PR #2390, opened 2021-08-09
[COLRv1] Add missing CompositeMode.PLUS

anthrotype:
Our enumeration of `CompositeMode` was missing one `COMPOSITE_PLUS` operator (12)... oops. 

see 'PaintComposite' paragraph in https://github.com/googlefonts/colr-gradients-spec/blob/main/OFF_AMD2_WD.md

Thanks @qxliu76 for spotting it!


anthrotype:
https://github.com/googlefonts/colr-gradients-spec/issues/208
--
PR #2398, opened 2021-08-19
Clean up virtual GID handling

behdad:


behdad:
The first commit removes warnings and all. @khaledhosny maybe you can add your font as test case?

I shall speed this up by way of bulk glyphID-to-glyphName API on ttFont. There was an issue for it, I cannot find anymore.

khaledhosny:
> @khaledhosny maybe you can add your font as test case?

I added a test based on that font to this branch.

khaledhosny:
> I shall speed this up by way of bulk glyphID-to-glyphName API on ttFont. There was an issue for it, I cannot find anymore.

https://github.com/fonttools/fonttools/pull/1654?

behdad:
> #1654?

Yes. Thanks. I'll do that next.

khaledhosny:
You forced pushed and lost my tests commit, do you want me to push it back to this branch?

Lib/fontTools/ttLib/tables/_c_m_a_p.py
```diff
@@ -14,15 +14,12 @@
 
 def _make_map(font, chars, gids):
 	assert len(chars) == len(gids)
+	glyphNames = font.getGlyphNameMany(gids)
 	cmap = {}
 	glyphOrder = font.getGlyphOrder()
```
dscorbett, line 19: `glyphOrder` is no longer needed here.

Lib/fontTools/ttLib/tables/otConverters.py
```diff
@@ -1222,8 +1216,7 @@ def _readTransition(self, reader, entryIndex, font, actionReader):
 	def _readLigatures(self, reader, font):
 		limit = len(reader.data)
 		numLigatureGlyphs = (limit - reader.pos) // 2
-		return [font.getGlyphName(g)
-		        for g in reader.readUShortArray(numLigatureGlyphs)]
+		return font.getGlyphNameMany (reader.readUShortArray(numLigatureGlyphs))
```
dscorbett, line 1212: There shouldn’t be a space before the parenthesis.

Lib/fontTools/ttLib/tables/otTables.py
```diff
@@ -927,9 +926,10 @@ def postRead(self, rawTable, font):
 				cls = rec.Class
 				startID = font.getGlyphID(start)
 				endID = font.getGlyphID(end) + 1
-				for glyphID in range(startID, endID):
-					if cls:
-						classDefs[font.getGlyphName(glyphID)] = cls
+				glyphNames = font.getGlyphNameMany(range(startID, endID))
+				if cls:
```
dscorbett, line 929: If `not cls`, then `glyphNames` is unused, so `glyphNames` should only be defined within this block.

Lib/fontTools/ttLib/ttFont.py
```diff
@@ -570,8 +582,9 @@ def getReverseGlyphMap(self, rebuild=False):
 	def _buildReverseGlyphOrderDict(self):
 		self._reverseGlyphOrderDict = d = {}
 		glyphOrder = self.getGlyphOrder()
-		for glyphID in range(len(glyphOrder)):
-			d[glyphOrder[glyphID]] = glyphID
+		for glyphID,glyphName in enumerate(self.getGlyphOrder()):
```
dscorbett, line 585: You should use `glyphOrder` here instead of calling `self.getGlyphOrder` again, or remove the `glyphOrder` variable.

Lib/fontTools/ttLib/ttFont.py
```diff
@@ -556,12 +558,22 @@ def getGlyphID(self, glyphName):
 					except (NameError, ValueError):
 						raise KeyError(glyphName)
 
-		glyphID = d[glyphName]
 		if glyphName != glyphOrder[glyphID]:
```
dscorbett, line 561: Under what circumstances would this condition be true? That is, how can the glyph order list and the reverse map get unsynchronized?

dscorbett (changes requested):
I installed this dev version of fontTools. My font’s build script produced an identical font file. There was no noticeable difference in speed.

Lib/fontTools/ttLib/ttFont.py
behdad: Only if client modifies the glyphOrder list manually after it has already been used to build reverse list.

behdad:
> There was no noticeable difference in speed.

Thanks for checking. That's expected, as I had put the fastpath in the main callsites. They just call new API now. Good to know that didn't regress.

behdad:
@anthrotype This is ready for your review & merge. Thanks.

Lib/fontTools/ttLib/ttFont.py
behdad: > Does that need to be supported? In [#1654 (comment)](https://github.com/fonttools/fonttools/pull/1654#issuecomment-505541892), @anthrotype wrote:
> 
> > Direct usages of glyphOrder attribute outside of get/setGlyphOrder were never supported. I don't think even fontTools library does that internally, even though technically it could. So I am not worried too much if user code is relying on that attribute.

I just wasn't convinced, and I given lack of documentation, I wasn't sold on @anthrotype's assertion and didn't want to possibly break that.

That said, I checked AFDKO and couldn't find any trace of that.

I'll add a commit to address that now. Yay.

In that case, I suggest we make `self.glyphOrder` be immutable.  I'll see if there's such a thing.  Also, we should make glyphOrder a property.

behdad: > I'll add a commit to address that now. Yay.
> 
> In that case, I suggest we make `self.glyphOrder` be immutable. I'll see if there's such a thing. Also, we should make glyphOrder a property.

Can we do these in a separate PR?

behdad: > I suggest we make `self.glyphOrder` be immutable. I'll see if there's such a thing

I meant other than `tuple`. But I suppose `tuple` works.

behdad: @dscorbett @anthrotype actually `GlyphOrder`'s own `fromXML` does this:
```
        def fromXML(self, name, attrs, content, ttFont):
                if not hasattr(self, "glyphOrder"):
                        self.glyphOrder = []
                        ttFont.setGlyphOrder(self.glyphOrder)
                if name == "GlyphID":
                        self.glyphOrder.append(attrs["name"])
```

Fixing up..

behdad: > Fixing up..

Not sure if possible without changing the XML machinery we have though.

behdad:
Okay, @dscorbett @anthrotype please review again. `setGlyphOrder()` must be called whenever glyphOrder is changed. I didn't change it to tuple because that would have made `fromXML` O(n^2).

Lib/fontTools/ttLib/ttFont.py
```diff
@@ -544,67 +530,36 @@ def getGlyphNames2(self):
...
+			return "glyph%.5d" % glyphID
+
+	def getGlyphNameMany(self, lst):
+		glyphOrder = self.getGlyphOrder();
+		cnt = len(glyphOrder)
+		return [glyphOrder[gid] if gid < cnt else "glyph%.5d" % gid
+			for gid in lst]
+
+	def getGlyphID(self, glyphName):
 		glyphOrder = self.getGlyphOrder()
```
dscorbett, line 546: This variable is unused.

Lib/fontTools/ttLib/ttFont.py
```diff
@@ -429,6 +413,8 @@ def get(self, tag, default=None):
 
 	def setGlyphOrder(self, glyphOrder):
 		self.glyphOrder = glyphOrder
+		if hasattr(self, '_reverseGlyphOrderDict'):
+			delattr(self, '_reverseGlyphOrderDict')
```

Task to carry out
Could you set down, exactly as written, the lines above between the one holding "PR #2390, opened 2021-08-09" and the one holding "https://github.com/googlefonts/colr-gradients-spec/issues/208", inclusive, and nothing more?

Task output
PR #2390, opened 2021-08-09
[COLRv1] Add missing CompositeMode.PLUS

anthrotype:
Our enumeration of `CompositeMode` was missing one `COMPOSITE_PLUS` operator (12)... oops. 

see 'PaintComposite' paragraph in https://github.com/googlefonts/colr-gradients-spec/blob/main/OFF_AMD2_WD.md

Thanks @qxliu76 for spotting it!


anthrotype:
https://github.com/googlefonts/colr-gradients-spec/issues/208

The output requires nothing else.